# Alice Sabatini è Miss Italia 2015. Foto e Video.



## Blu71 (21 Settembre 2015)

Miss Italia 2015 è stata eletta la concorrente n. 5 Alice Sabatini di 18 anni. Ha partecipato alla finale con il titolo di Miss Lazio.

Ecco alcune foto di Alice Sabatini.


----------



## admin (21 Settembre 2015)

Blu71 ha scritto:


> Miss Italia 2015 è stata eletta la concorrente n. 5 Alice Sabatini di 18 anni. Ha partecipato alla finale con il titolo di Miss Lazio.




Ho aggiunto qualche foto.

Niente di che. In giro se ne incontrano di molto più gnocche. Ma molto molto molto molto molto di più.


----------



## Blu71 (21 Settembre 2015)

Admin ha scritto:


> Ho aggiunto qualche foto.
> 
> Niente di che. In giro se ne incontrano di molto più gnocche. Ma molto molto molto molto molto di più.



È vero, io personalmente avrei scelto la n. 10.


----------



## Blu71 (21 Settembre 2015)




----------



## admin (21 Settembre 2015)

E' un pò la versione trash di Roberta Giarrusso (gran topa)


----------



## Milo (21 Settembre 2015)

Posso dire che non mi piace per niente???


----------



## Snake (21 Settembre 2015)

pollice giù


----------



## MissRossonera (21 Settembre 2015)

Blu71 ha scritto:


> Miss Italia 2015 è stata eletta la concorrente n. 5 Alice Sabatini di 18 anni. Ha partecipato alla finale con il titolo di Miss Lazio.
> 
> Ecco alcune foto di Alice Sabatini.



Non ho visto il programma, ma a giudicare da foto e video visti qui e in giro le altre due finaliste mi sembrano già un po' meglio. Lei ragazza carina ma normalissima. Ormai raramente Miss Italia è veramente bella. Però per il resto mi rimetto al giudizio degli uomini,deve piacere a voi,alla fine.
Campanilisticamente mi spiace pure un po' che si sia infranta la tradizione degli ultimi anni di fare vincere una siciliana.


----------



## Toby rosso nero (21 Settembre 2015)

Un po' drasticamente direi una delle peggiori di sempre.


----------



## Shevchenko (21 Settembre 2015)

Mi prendono per il sedere?
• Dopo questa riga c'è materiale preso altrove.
PR #321, opened 2026-04-21
@W-22169002: Add support for build variants

anyoung-tableau:
This PR is the culmination of the below PRs. For context see this document: https://docs.google.com/document/d/1VWMqI2rQEu24yPOo0BMIP3Oh2axCTC9XqIjYhANfdvA/edit?tab=t.0

1. [@W-22169002: Use composition over inheritance for Server class](https://github.com/tableau/tableau-mcp/pull/321/)
2. [@W-22169202: Make Server abstract and create WebMcpServer class](https://github.com/tableau/tableau-mcp/pull/322)
3. [@W-22169638: Rename ToolName -> WebToolName](https://github.com/tableau/tableau-mcp/pull/323)
4. [@W-22169856: Rename Tool -> WebTool](https://github.com/tableau/tableau-mcp/pull/324)
5. [@W-22170386: Create TableauWebToolContext, TableauWebRequestHandlerExtra, and TableauWebToolCallback](https://github.com/tableau/tableau-mcp/pull/325)
6. [@W-22184369: Move “web” tools to tools/web](https://github.com/tableau/tableau-mcp/pull/326)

Mi ribello. Andrò in piazza coi forconi, spaccherò tutto. Non si può! Con tutte le gnocche che ci sono in Italia mi pigliano questa che è semplicemente da "un paio di botte e via"? No cosi non va. La gnocca è importante ragazzi. Voglio una rivoluzione. Buuuuuuuuuuuuuuuuuuu maledetti.


----------



## DannySa (21 Settembre 2015)

Di faccia niente di che, ragazza normale, se tu vai a Miss Italia con un taglio di capelli così (corti) o hai un viso magnificamente stupendo altrimenti è raccomandatissima, il viso non mi pare da gran topa e le altre non le ho viste ma mi ci gioco tutto che sono sicuramente molto meglio.
C'è di meglio, ma basterebbe andare in giro una mattinata per trovarne una più carina di viso di questa.


----------



## smallball (21 Settembre 2015)

una delle peggiori di sempre,nulla di che


----------



## angelo_o_diavolo (21 Settembre 2015)

Mah, solo nel mio condominio ce ne saranno un paio meglio di questa.


----------



## Super_Lollo (21 Settembre 2015)

ma ancora qualcuno crede che miss italia sia " eletta " dalla gente ?? 
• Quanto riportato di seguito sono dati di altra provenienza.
PR #322, opened 2026-04-21
@W-22169202: Make Server abstract and create WebMcpServer class

anyoung-tableau:
These changes make the `Server` class abstract and introduces the `WebMcpServer` class which inherits it and takes the place of the old `Server` class. The motivation is to support additional `VariantMcpServer` classes which have its own set of config and tools. For example, see #328 where we introduce a `DesktopMcpServer` class.


src/tools/tool.ts
```diff
@@ -39,7 +39,7 @@ export type ConstrainedResult<T> =
  */
 export type ToolParams<Args extends ZodRawShape | undefined = undefined> = {
   // The MCP server instance
-  server: Server;
+  server: WebMcpServer;
```
mattcfilbert: Could weaken the abstraction we’re trying to introduce, yeah? 

Tool and related types are now depending on `WebMcpServer` directly, and the same pattern appears in `TableauToolContext` and tool factory signatures

That means adding `DesktopMcpServer` later either forces it through a web-shaped type or requires another broad signature rewrite

Should these be typed against `Server` instead, with narrowing only where a tool truly needs web-specific state?

anyoung-tableau: Oh I think I just got carried away with renaming. This ultimately ends up becoming a generic type in #324. I'll change it back to Server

Queste che vincono hanno i contratti con le agenzie mesi prima della partecipazione ... oramai anche questa manifestazione è diventata una pura formalità.. 
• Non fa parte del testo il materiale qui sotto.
PR #633, opened 2026-07-24
@W-23567697 - Reuse list-datasources resolver mode for datasource identity

tonythebest:
## Summary
- add optional `resolveContentUrl` mode to `list-datasources` so callers can deterministically resolve exact `contentUrl -> LUID` through a single tool surface
- preserve no-oracle behavior in resolver mode by returning the same error for denied-vs-absent matches, and reject ambiguous parameter usage (`filter` + `resolveContentUrl`)
- keep `resolve-datasource-luid` available for compatibility, while documenting `list-datasources` resolver mode as the preferred path

## Test plan
- [x] `nvm use 22 && npm run test -- src/tools/web/datasources/listDatasources.test.ts src/tools/web/datasources/resolveDatasourceLuid.test.ts`
- [x] `nvm use 22 && npm run lint -- src/tools/web/datasources/listDatasources.ts src/tools/web/datasources/listDatasources.test.ts src/tools/web/datasources/resolveDatasourceLuid.ts src/config.ts src/scripts/createClaudeMcpBundleManifest.ts`

Made with [Cursor](https://cursor.com)

### DIFF
--- a/src/scripts/createClaudeMcpBundleManifest.ts
+++ b/src/scripts/createClaudeMcpBundleManifest.ts
@@ -679,7 +679,7 @@ const envVars = {
     type: 'boolean',
     title: 'Enable insight-cards MCP tools',
     description:
-      'Registers the datasource-context insight tools (generate-insight-cards, resolve-datasource-luid). Disabled by default; set to "true" to enable them.',
+      'Registers insight-card tooling (generate-insight-cards plus datasource resolver paths including list-datasources resolveContentUrl and resolve-datasource-luid). Disabled by default; set to "true" to enable.',
     required: false,
     sensitive: false,
   },
--- a/src/tools/web/datasources/listDatasources.ts
+++ b/src/tools/web/datasources/listDatasources.ts
@@ -2,17 +2,20 @@ import { CallToolResult } from '@modelcontextprotocol/sdk/types.js';
 import { Ok } from 'ts-results-es';
 import { z } from 'zod';
 
+import { ArgsValidationError } from '../../../errors/mcpToolError.js';
 import { BoundedContext } from '../../../overridableConfig.js';
 import { useRestApi } from '../../../restApiInstance.js';
 import { DataSource } from '../../../sdks/tableau/types/dataSource.js';
 import { WebMcpServer } from '../../../server.web.js';
 import { paginate } from '../../../utils/paginate.js';
 import { genericFilterDescription } from '../genericFilterDescription.js';
+import { resourceAccessChecker } from '../resourceAccessChecker.js';
 import { ConstrainedResult, WebTool } from '../tool.js';
 import { parseAndValidateDatasourcesFilterString } from './datasourcesFilterUtils.js';
 
 const paramsSchema = {
   filter: z.string().optional(),
+  resolveContentUrl: z.string().nonempty().optional(),
   pageSize: z.number().gt(0).optional(),
   limit: z.number().gt(0).optional(),
 };
@@ -23,6 +26,8 @@ export const getListDatasourcesTool = (server: WebMcpServer): WebTool<typeof par
     name: 'list-datasources',
     description: `
   Retrieves a list of published data sources from a specified Tableau site using the Tableau REST API. Supports optional filtering via field:operator:value expressions (e.g., name:eq:Views) for precise and flexible data source discovery. Use this tool when a user requests to list, search, or filter Tableau data sources on a site.
+
+  Resolver mode: pass "resolveContentUrl" to deterministically resolve one datasource by exact, case-sensitive contentUrl and return a single-entry array containing the canonical datasource LUID.
 
   **Supported Filter Fields and Operators**
   | Field                  | Operators                                 |
@@ -70,6 +75,8 @@ export const getListDatasourcesTool = (server: WebMcpServer): WebTool<typeof par
       filter: "createdAt:gt:2023-01-01T00:00:00Z"
   - List data sources with the name "Project Views" in the "Finance" project and created after January 1, 2023:
       filter: "name:eq:Project Views,projectName:eq:Finance,createdAt:gt:2023-01-01T00:00:00Z"
+  - Resolve a datasource LUID from exact contentUrl (single-tool mode):
+      resolveContentUrl: "GUS-Work"
   `,
     paramsSchema,
     annotations: {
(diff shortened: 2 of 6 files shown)


src/tools/web/datasources/listDatasources.ts
```diff
@@ -118,10 +144,51 @@ export const getListDatasourcesTool = (server: WebMcpServer): WebTool<typeof par
...
+            const exact = datasources.filter(
+              (datasource) => datasource.contentUrl === resolveContentUrl,
+            );
+            if (exact.length === 0) {
+              return new ArgsValidationError(
+                `No datasource matched contentUrl "${resolveContentUrl}"`,
+              ).toErr();
+            }
+
+            if (exact.length > 1) {
```
tonythebest: **High — bounded-context existence oracle for multiple matches.** This branches on `exact.length > 1` before checking whether any candidate is visible to the caller. Zero matches and one denied match return the generic no-match error, but multiple denied resources return `Multiple datasources matched`, revealing their existence. Could we run `isDatasourceAllowed` across exact candidates first, then decide zero/one/multiple from the allowed set? Please add all-denied, mixed allowed/denied, and multiple-allowed tests.

src/scripts/createClaudeMcpBundleManifest.ts
```diff
@@ -679,7 +679,7 @@ const envVars = {
     type: 'boolean',
     title: 'Enable insight-cards MCP tools',
     description:
-      'Registers the datasource-context insight tools (generate-insight-cards, resolve-datasource-luid). Disabled by default; set to "true" to enable them.',
+      'Registers insight-card tooling (generate-insight-cards plus datasource resolver paths including list-datasources resolveContentUrl and resolve-datasource-luid). Disabled by default; set to "true" to enable.',
```
tonythebest, line 682: **Feature-gate contract mismatch.** This shipped manifest says `INSIGHTS_TOOLS_ENABLED` gates `list-datasources resolveContentUrl`, but `list-datasources` is always registered and resolver mode never checks the flag. Should this mode be staged (enforce the flag) or generally available (remove this claim and the matching `config.ts` comment)? Either way, please add a test that pins the chosen behavior.

src/tools/web/datasources/listDatasources.ts
```diff
@@ -79,17 +86,36 @@ export const getListDatasourcesTool = (server: WebMcpServer): WebTool<typeof par
...
+            return new ArgsValidationError(
+              'Pass either "filter" or "resolveContentUrl", not both in the same request.',
+            ).toErr();
+          }
+
           const datasources = await useRestApi({
             ...extra,
             jwtScopes: listDatasourcesTool.requiredApiScopes,
             callback: async (restApi) => {
+              if (resolveContentUrl) {
```
tonythebest, line 127: **Resolver mode accepts but silently ignores `pageSize` and `limit`.** Since this branch hardcodes page size/page number, callers can provide pagination arguments that are logged but have no effect. Could we reject those alongside `filter`, or explicitly define and test their resolver-mode semantics?

src/tools/web/datasources/listDatasources.ts
```diff
@@ -79,17 +86,36 @@ export const getListDatasourcesTool = (server: WebMcpServer): WebTool<typeof par
...
+                const response = await restApi.datasourcesMethods.listDatasources({
+                  siteId: restApi.siteId,
+                  filter: `contentUrl:eq:${resolveContentUrl}`,
```
tonythebest: **Raw filter-value interpolation.** `resolveContentUrl` is inserted directly into Tableau's filter grammar. Commas/colons and similar structural characters can alter the server-side filter and cause valid exact lookups to disappear before the local post-filter. Could we use the canonical filter-value escaping/validation and add special-character tests for both resolver paths?

src/tools/web/datasources/resolveDatasourceLuid.ts
```diff
@@ -21,7 +21,7 @@ export const getResolveDatasourceLuidTool = (
     server,
     name: 'resolve-datasource-luid',
     description:
-      'Resolve a published datasource LUID by exact, case-sensitive datasource contentUrl match.',
+      'Resolve a published datasource LUID by exact, case-sensitive datasource contentUrl match. Prefer list-datasources with resolveContentUrl for new callers.',
```
tonythebest, line 25: Keeping this tool temporarily is reasonable for compatibility, but the PR does not reduce tool count until it is removed. Could we link a deprecation/removal follow-up with a migration window? Please also document that the old tool returns compact `{id,name,contentUrl}` while the new mode returns a full single-entry `DataSource[]`, so consumers need a result-contract migration.

tonythebest (commented):
The consolidation direction makes sense, but these bounded-context and public-contract issues need fixing before approval. The Salesforce CLA check is also currently failing because the commit author email is not associated with a GitHub user. Focused tests/lint are green; detailed review: `docs/reviews/review-tony-PR-633-list-datasource-resolver-mode.md`.

src/tools/web/datasources/listDatasources.ts
tonythebest: Fixed in latest push: resolver now computes cardinality over allowed exact matches (not raw matches), so denied-only cases collapse to the same no-match error. Added tests for all-denied, mixed allowed/denied, and multiple-allowed cases.

src/scripts/createClaudeMcpBundleManifest.ts
tonythebest: Aligned the contract with implementation in latest push: resolver mode on list-datasources is now explicitly gated by INSIGHTS_TOOLS_ENABLED (returns a validation error when disabled). Added a focused test that pins this behavior.

src/tools/web/datasources/listDatasources.ts
tonythebest: Added explicit resolver-mode input validation: resolveContentUrl now rejects pageSize/limit rather than silently ignoring them. Covered by a dedicated unit test.

src/tools/web/datasources/listDatasources.ts
tonythebest: Addressed in latest push by validating resolver filters through parseAndValidateDatasourcesFilterString before REST call construction, and added special-character tests for both resolver paths (list-datasources and resolve-datasource-luid).

src/tools/web/datasources/resolveDatasourceLuid.ts
tonythebest: Agreed. Kept resolve-datasource-luid for short-term compatibility, updated guidance to prefer list-datasources(resolveContentUrl), and added migration notes in local docs. I will track the actual removal in a follow-up sprint story once selected/created so tool-count reduction is explicit and time-bound.

tonythebest:
Short status: all previously raised review threads are addressed in the latest push.

- Commit: `e53ffcf`
- No-oracle cardinality is now evaluated over allowed exact matches
- Resolver mode is now gated by `INSIGHTS_TOOLS_ENABLED`
- Resolver mode now rejects `pageSize`/`limit` arguments
- Resolver filter input is validated via datasource filter parsing
- Compatibility/migration note is included while callers transition off `resolve-datasource-luid`

I also replied inline on each thread with exact fix mapping.

tonythebest:
Closing — superseded. W-23567697 (this PR's story) is dropped (Never): monolith #60876 (merged to main 2026-07-24) emits the datasource server LUID directly on `GET /v0/workbook/datasources`, so a `list-datasources` resolver mode is no longer needed. The standalone `resolve-datasource-luid` tool is instead removed outright in #711 (W-23567579).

Comunque per inciso.. questa è una ragazza normalissima .. e pure neanche troppo bella


----------



## bmb (21 Settembre 2015)

Ma dove va sta pecciolona?


----------



## francylomba (21 Settembre 2015)

capelli corti da bocciare .. 
parente di sabatini ? caso è del lazio


----------



## Milanforever26 (21 Settembre 2015)

Ogni anno dopo Miss Italia i commenti sono sempre gli stessi "ce ne sono di meglio" "è meglio quella arrivata seconda" "è brutta" "niente di che"...al di là che vorrei vedere le topone che si fanno quelli di questi commenti fuma il punto è che una massima storica dice che la bellezza è soggettiva quindi evidentemente a qualcuno questa piace. 
Faccio solo due commenti:
1) a me i capelli corti piacciono, sono moderni, basta miss Italia sempre con chiome folte o chilometriche..ogni tanto ci sta bene qualcosa di diverso
2) non capisco come fa ad avere 18 anni..ok il trucco, ma gliene darei almeno 22-23

Nel complesso è una bella ragazza, siccome non so esattamente quali siano i parametri di giudizio mi limito a dire questo


----------



## Gas (21 Settembre 2015)

Admin ha scritto:


> Ho aggiunto qualche foto.
> 
> Niente di che. In giro se ne incontrano di molto più gnocche. Ma molto molto molto molto molto di più.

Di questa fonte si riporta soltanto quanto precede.